Nicolas Dumazet ha scritto:
From this test, dict. __setitem__ seem to be 25% faster than set.add on Python 2.5 :
[...]
# 312 seconds for set.add # 224 seconds for dict.__setitem__
# 359 seconds for set.__contains__ # 362 seconds for dict.__contains__
As you can see, __contains__ shows the same performances between set and dict.
I tried on 3 different hardwares: different absolute values, same relative differences.

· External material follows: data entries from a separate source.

PR #60, opened 2021-06-14
CI: Add per-dependency build scripts and update CI workflow

PatTheMav:
### Description

This PR adds universal binary support for all pre-compiled OBS dependencies. This is achieved via the following changes:

* Each dependency's build step has been moved into its separate build script
* Build scripts use a pre-defined template for patching/building/preparing to keep necessary customisations per-dependency low
* Each dependency can be built standalone (via its own script) and allows explicit specification of the build architecture (`x86_64`, `arm64`, or `universal`), the host's architecture is used by default
* Dylib dependency have their absolute paths replaced by `@rpath` references, pre-existing `LC_RPATH` values are removed before packaging or creation of universal binaries via `lipo`.
* Separate scripts to generate universal binaries given `arm64` and `x86_64` build trees
* Patches for dependencies are now kept as patch files within the repository

There are still warts with this PR (mainly the macOS version baked into some libraries is not correct) and the workflow itself needs to be tested on CI of course.

### Motivation and Context
This change allows OBS to be built and packaged as either a universal or platform-specific build and also limits the housekeeping for each dependency to its own build script, reducing the maintenance and update effort.

### How Has This Been Tested?
* Builds for all three variants ((`x86_64`, `arm64`, and `universal`) built locally with fresh as well as existing temporary build directory 
* OBS built with x86 libraries
* OBS built with universal libraries (detected as Apple M1 binary on an M1 MacBook Air)

### Types of changes

### Checklist:


PatTheMav:
As always CI breakage with issues that never occurred on local systems, will have to investigate why Qt ignores the c++17 switch and x264 all of a sudden doesn't want to cross-compile arm64 anymore.

@Developer-Ecosystem-Engineering feel free to take a look.

utils/build_script_generator.py
```diff
@@ -2,168 +2,83 @@
...
+                    if key
+                    not in [
+                        "MACOSX_DEPLOYMENT_TARGET",
+                        "FFMPEG_REVISION",
+                        "BLOCKED_FORMULAS",
+                    ]
+                }
+
+                # Use preserved item order in dicts with Py 3.7
+                dependencies = dict.fromkeys(
```
PatTheMav, line 40: @derrod lmk if you know of an easier pattern to get get pairs of `A_VERSION` and `A_HASH` into a single list containing only `A` while also preserving order.. 😬

derrod: Wouldn't a good old for-loop be simpler?

Something like
```python
dependency_strings = []

for key in filtered_data.keys():
    prefix = key.partition('_')[0]
    dependency_strings.append(
        f'    "{prefix.lower()}'
        f' {environment_data.get(f"{prefix}_VERSION", "")}'
        f' {environment_data.get(f"{prefix}_HASH", "")}"'
    )
```

A normal python list preserves order anyway so I'm not entirely sure why you're essentially creating a list from the `dict_keys` view, only to then turn that into a dict again, which then gets used in a `dict_keys` view again. The list from `[key.split("_")[0] for key in filtered_data.keys()]` could be used directly.

derrod: Or wait, the issue is that things aren't unique, right?

PatTheMav: The double conversion eliminates duplicates, that's the trick. By creating a dict from the keys minus the suffix, I eliminate the duplicates, but still preserve order. `set(dict.keys()` shuffles the order, so that was out of the question.. 😂

derrod: In that case the only thing I really see is just using a generator instead of creating a temporary list, and combining the two into one big mess. A for-loop over a dictionary will also iterate over keys by default so you don't need to explicitly do `.keys()`

```python
dependency_strings = [
    (
        f'    "{key.lower()}'
        f" {environment_data.get(f'{key}_VERSION', '')}"
        f" {environment_data.get(f'{key}_HASH', '')}\""
    )
    for key in dict.fromkeys(key.partition('_')[0] for key in filtered_data)
]
```

PatTheMav:
@RytoEX @DDRBoxman - if we could get this reviewed, merged and released first, I could adapt pending PRs to these new deps and add preparations for universal/multi-arch builds. I got a branch prepared for that, but that's obviously based on my rework PR for now.

RytoEX:
> 
> 
> @RytoEX @DDRBoxman - if we could get this reviewed, merged and released first, I could adapt pending PRs to these new deps and add preparations for universal/multi-arch builds. I got a branch prepared for that, but that's obviously based on my rework PR for now.

I'd looked over the PR quickly when it was submitted and it seemed fine at a glance, though I haven't gone over it in depth.  I'm much in favor of this approach over the YAML -> script approach.  I think my one request at the moment would be that if patches are OS-agnostic, that they be located in a global patches directory instead of sequestered in OS-specific sub-directories.

PatTheMav:
> I think my one request at the moment would be that if patches are OS-agnostic, that they be located in a global patches directory instead of sequestered in OS-specific sub-directories.

I agree, but as we have no other OSes or even "global" patches right now we should keep this in mind when we add Windows deps building.

.github/workflows/create_scripts.yml
```diff
@@ -3,10 +3,9 @@ name: build_macos
 on:
   push:
     paths:
-      - '.github/workflows/build_deps.yml'
+      - '.github/workflows/master.yml'
```
RytoEX, line 6: There is no workflow with this name.  Is that intentional?  What does the `create_scripts.yml` do now, anyway?

RytoEX:
> 
> 
> > I think my one request at the moment would be that if patches are OS-agnostic, that they be located in a global patches directory instead of sequestered in OS-specific sub-directories.
> 
> I agree, but as we have no other OSes or even "global" patches right now we should keep this in mind when we add Windows deps building.

The QTBUG-74606.patch affects Windows.  We build with it currently.

.github/workflows/create_scripts.yml
PatTheMav: Right, it should say `main` - will push a fix in a bit.

The script now reads the dependency config in the workflow and updates the global build script, so we don't have to update the versions/hashes in two files.

The global build script is convenience for local builds, so I thought this would make maintenance convenient for us as well as keeping that script up2date whenever we do a release.

RytoEX: Ah, so now it reads https://github.com/obsproject/obs-deps/pull/60/files#diff-7829468e86c1cc5d5133195b5cb48e1ff6c75e3e9203777f6b2e379d9e4882b3R23-R56 and updates https://github.com/obsproject/obs-deps/pull/60/files#diff-c1f2aefe3a1708caf92d65020c7b456155cb3c8b8f7dbc69a8f0cb1076130893R25-R42 ?  Is that about it?  Does that necessitate having the exact same deps for each OS we build for?

PatTheMav: Not in that specific case, because the script uses the values set as `env` in the OS-specific build job. So if you specify different versions for Windows, it wouldn't change a thing.

It might trip up the standalone scripts' fallbacks (as they are read from the workflow and take the first value they encounter), but I'll pass that bridge once we get there. I'll probably have to use more complex parsing in Powershell anyway so that becomes a non-issue.

RytoEX: Sounds good for now.

PatTheMav:
> > > I think my one request at the moment would be that if patches are OS-agnostic, that they be located in a global patches directory instead of sequestered in OS-specific sub-directories.
> > 
> > 
> > I agree, but as we have no other OSes or even "global" patches right now we should keep this in mind when we add Windows deps building.
> 
> The QTBUG-74606.patch affects Windows. We build with it currently.

Got it, will relocate it together with the fix for the script creation workflow then.

.github/workflows/create_scripts.yml
PatTheMav: Should be fixed with a recent force-push.

README.md
```diff
@@ -2,33 +2,39 @@
...
+## macOS (10.13+ for x86_64, 11.0 for arm64)
 
 | lib | git commit | version |
 | :--- | :---: | :---: |
 |libpng|[Sourceforge](https://downloads.sourceforge.net/project/libpng/libpng16/1.6.37/libpng-1.6.37.tar.xz)|1.6.37|
-|libopus|[Oregon State University FTP](https://ftp.osuosl.org/pub/xiph/releases/opus/opus-1.3.1.tar.gz)|1.3.1|
-|libogg|[xiph.org](https://downloads.xiph.org/releases/ogg/libogg-1.3.4.tar.gz)|1.3.4|
-|librnnoise|[90ec41e](https://github.com/xiph/rnnoise/commit/90ec41ef659fd82cfec2103e9bb7fc235e9ea66c)||
+|libopus|[Oregon State University FTP](https://github.com/xiph/opus/tree/dfd6c88aaa54a03a61434c413e30c217eb98f1d5)|Master branch|
+|libogg|[xiph.org](https://github.com/xiph/ogg/releases/download/v1.3.5/libogg-1.3.5.tar.xz)|1.3.5|
```
RytoEX, line 11: This link is not for xiph.org, but rather their GitHub mirror.

.github/workflows/main.yml
```diff
@@ -0,0 +1,587 @@
...
+
+          find . \( -type f -or -type l \) \( -name "*.la" -or -name "*.a" \) | xargs rm
+          find ./lib -mindepth 1 -maxdepth 1 -type d | xargs rm -rf
+          rm -rf ./bin
+          rm -rf ./share
+          cp -R ${{ github.workspace }}/licenses .
+
+          XZ_OPT=-T0 tar -cJf "${FILE_NAME}" *
+
+          mv ${FILE_NAME} ..
```
RytoEX, line 326: Would this make more sense as its own script instead of raw script in yaml?

RytoEX (changes requested):
Just a quick visual review.  Nothing really stood out other than some stuff in the README.  Someone else will have to handle actually doing test runs on the build scripts.  While it'd be good to test these locally, ultimately we'll also have see how it works after merging and have someone test the resulting dependencies.  Unfortunately, I can do neither of these steps.

I'm not sure if I like having everything in a "CI" directory, but I can't think of an alternative that is better, so I'm not going to fuss about it.  A "scripts" directory doesn't sound much better, and if it's going to contain patches, it's also a bit confusing.  Conceptually, I'd prefer if the patches were in a root-level subdirectory, but maybe in practice that doesn't work as well.  I'll leave that to you.

.github/workflows/main.yml
PatTheMav: It is implemented in the packaging scripts but those contain much more convenience functionality that wasn't needed here.

.github/workflows/main.yml
```diff
@@ -0,0 +1,587 @@
...
+    runs-on: [macos-11]
+    strategy:
+      matrix:
+        arch: ['x86_64', 'arm64']
+    env:
+      MACOSX_DEPLOYMENT_TARGET: '10.13'
+      CACHE_REVISION: '02'
+      LIBPNG_VERSION: '1.6.37'
+      LIBPNG_HASH: '505e70834d35383537b6491e7ae8641f1a4bed1876dbfe361201fc80868d88ca'
+      LIBOPUS_VERSION: '2021-05-12'
```
RytoEX, line 27: I understand why it's appealing to set the version to 2021-05-12.  However, if you run the `update_version` script included in the xiph/opus repo with this commit checked out, it will output a `package_version` file with "1.3.1-93-gdfd6c88a" as its set package version.  It makes more sense to use the authoritative version info rather than making up our own.  We should either leave this at 1.3.1, or use the version info generated by their script.

.github/workflows/main.yml
```diff
@@ -0,0 +1,587 @@
...
+      SPEEXDSP_HASH: 'd7032f607e8913c019b190c2bccc36ea73fc36718ee38b5cdfc4e4c0a04ce9a4'
+      LIBJANSSON_VERSION: '2.13.1'
+      LIBJANSSON_HASH: 'f4f377da17b10201a60c1108613e78ee15df6b12016b116b6de42209f47a474f'
+      LIBLUAJIT_VERSION: '2.1'
+      LIBLUAJIT_HASH: 'ec6edc5c39c25e4eb3fca51b753f9995e97215da'
+      LIBFREETYPE_VERSION: '2.10.4'
+      LIBFREETYPE_HASH: '86a854d8905b19698bbc8f23b860bc104246ce4854dcea8e3b0fb21284f75784'
+      LIBRNNOISE_VERSION: '2020-07-28'
+      LIBRNNOISE_HASH: '90ec41ef659fd82cfec2103e9bb7fc235e9ea66c'
+      BLOCKED_FORMULAS: 'ant gradle maven selenium-server-standalone llvm gcc postgresql openjdk sox libsndfile flac libvorbis opusfile libogg php gd freetype fontconfig webp libpng lame libtiff opus'
```
RytoEX, line 57: Should this be sorted alphabetically so there's some order to it?

README.md
```diff
@@ -2,33 +2,39 @@
...
-## macOS (10.13+)
+## macOS (10.13+ for x86_64, 11.0 for arm64)
 
 | lib | git commit | version |
 | :--- | :---: | :---: |
 |libpng|[Sourceforge](https://downloads.sourceforge.net/project/libpng/libpng16/1.6.37/libpng-1.6.37.tar.xz)|1.6.37|
-|libopus|[Oregon State University FTP](https://ftp.osuosl.org/pub/xiph/releases/opus/opus-1.3.1.tar.gz)|1.3.1|
-|libogg|[xiph.org](https://downloads.xiph.org/releases/ogg/libogg-1.3.4.tar.gz)|1.3.4|
-|librnnoise|[90ec41e](https://github.com/xiph/rnnoise/commit/90ec41ef659fd82cfec2103e9bb7fc235e9ea66c)||
+|libopus|[Github](https://github.com/xiph/opus/tree/dfd6c88aaa54a03a61434c413e30c217eb98f1d5)|Master branch|
```
RytoEX, line 10: See comment above about specific opus version.

README.md
```diff
@@ -39,23 +45,29 @@ git clone https://github.com/obsproject/obs-deps.git
...
 
 ## Contributing
 
-* Do not make changes to the `build-script-{macos/ubuntu/windows}-{num}.sh` scripts, which are generated by `.github/workflows/create_scripts.yml`
-* Instead, edit `.github/workflows/build_deps.yml`
\ No newline at end of file
+* Add/edit seperate build scripts for every dependency in the `CI/[OPERATING SYSTEM/` directory
+* For new dependencies:
+    * Create the `sha256sum` of the downloaded dependency archive
+    * Add the dependency version as `[DEPENDENCY_NAME]_VERSION` and the downloaded archive hash as `[DEPENDENCY_NAME]_HASH` to the Github actions workflow in `.github/workflows/main.yml` as well as the main build script in `CI/build-deps-macos.sh`.
```
RytoEX, line 68: Nitpick:  GitHub

This improper capitalization exists elsewhere in this PR as well (dependency version table), but in places that already exist.  Those other instances can easily be corrected separately.

README.md
```diff
@@ -39,23 +45,29 @@ git clone https://github.com/obsproject/obs-deps.git
...
+* For existing dependencies:
+    * Always update the `sha256sum` of the updated dependency archive as well as the version
+* Patches need to be placed either in the patches directory (if applied for all OS') or inside the patches directory for a specific OS
```
RytoEX, line 71: `OS'` doesn't need an apostrophe by itself.  If it were `OS's`, then maybe, but not required, according to APA guidelines.  I'll leave the choice between `OS` vs. `OSs` vs. `OS's` up to you.

RytoEX (changes requested):
Mostly nitpicks.

I'd like to see some additional confirmation that the deps produced from this PR work fine for building OBS on macOS.  This PR is generating artifacts, so anyone with a Mac who can build OBS should be able to help with this.  Keeping track of what version of macOS and what host arch was used would be helpful.

Developer-Ecosystem-Engineering:
> As always CI breakage with issues that never occurred on local systems, will have to investigate why Qt ignores the c++17 switch and x264 all of a sudden doesn't want to cross-compile arm64 anymore.
> 
> @Developer-Ecosystem-Engineering feel free to take a look.

Was able to build + run against obs-studio/master using the arm64 dependencies generated with this change 

- MacBook Air M1
- macOS 11.2.3 
- Clang 12.0.5

Was able to capture from built in camera, record using the default .mkv and .mp4. 

obs-apple-silicon

.github/workflows/main.yml
PatTheMav: Sorted by build order which is also in parts dependant on quirks in how FFmpeg dependencies need to be built (i.e. MbedTLS and SRT).

OsvaldoRino (approved):

CI/build-qt-macos.sh
```diff
@@ -0,0 +1,104 @@
+#!/bin/bash
+
+##############################################################################
+# macOS dependencies build script
+##############################################################################
+#
+# This script pre-compiles all dependencies required to build OBS
```
DDRBoxman, line 7: Incorrect description

DDRBoxman (changes requested):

I can confirm this values on my Linux system. On Cygwin __contains__ part looks as slower:
400 seconds for set.add 291 seconds for dict.__setitem__ 505 seconds for set.__contains__ 550 seconds for dict.__contains__
Asking around about that "slow set" rumor, I got told that set might have performed quite bad in Python 2.4 . Well, I tried, and 2.4 is not significantly slower than 2.5 on those operations (did the set improvements got backported to 2.5 ?)

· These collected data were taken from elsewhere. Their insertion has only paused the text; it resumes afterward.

PR #130, opened 2025-01-09
chore: change anyhow to custom error on auth

Cifko:
This is for easier handling of the responses. E.g. user already registered now can throw 409 (conflict).

### DIFF
--- a/atoma-auth/src/auth.rs
+++ b/atoma-auth/src/auth.rs
@@ -1,7 +1,6 @@
 use std::{str::FromStr, sync::Arc};
 
-use anyhow::Result;
-use atoma_state::types::AtomaAtomaStateManagerEvent;
+use atoma_state::{types::AtomaAtomaStateManagerEvent, AtomaStateManagerError};
 use atoma_utils::hashing::blake2b_hash;
 use blake2::{
     digest::{consts::U32, generic_array::GenericArray},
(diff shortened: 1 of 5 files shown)


atoma-auth/src/auth.rs
```diff
@@ -44,6 +45,49 @@ pub struct Claims {
     refresh_token_hash: Option<String>,
 }
 
+#[derive(Error, Debug)]
+pub enum AuthError {
```
jorgeantonio21, line 49: Much better

atoma-proxy-service/src/handlers/auth.rs
```diff
@@ -268,7 +269,10 @@ pub(crate) async fn register(
         .await
         .map_err(|e| {
             error!("Failed to register user: {:?}", e);
-            StatusCode::INTERNAL_SERVER_ERROR
+            match e {
+                AuthError::UserAlreadyRegistered => StatusCode::CONFLICT,
+                _ => StatusCode::INTERNAL_SERVER_ERROR,
```
jorgeantonio21, line 274: It would be great to have a proper error messaging, maybe for another PR

jorgeantonio21 (approved):
LGTM

atoma-proxy-service/src/handlers/auth.rs
Cifko: yeah, it would be nice if we return the proper statuscodes, and not internal server error most of the times
IMHO it should be another PR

Probably 2.3 or earlier version instead.
Anyway, bottom line:
- "bite your tongue a thousand times..."
- set is mutable, and has not been immutable ever in Python history
- dict.__setitem__ looks 25% faster than set.add
- key length (strings, from 5 to 100 characters long) does not appear to
affect run time
- Python 2.4 & 2.5 perform equally well wrt set & dict operations
Ok, I think we can replace 'set' with 'dict', but there are some other near functions that are extremely slow and should be optimized before, so the performance change is more noticeable. I am going to do that.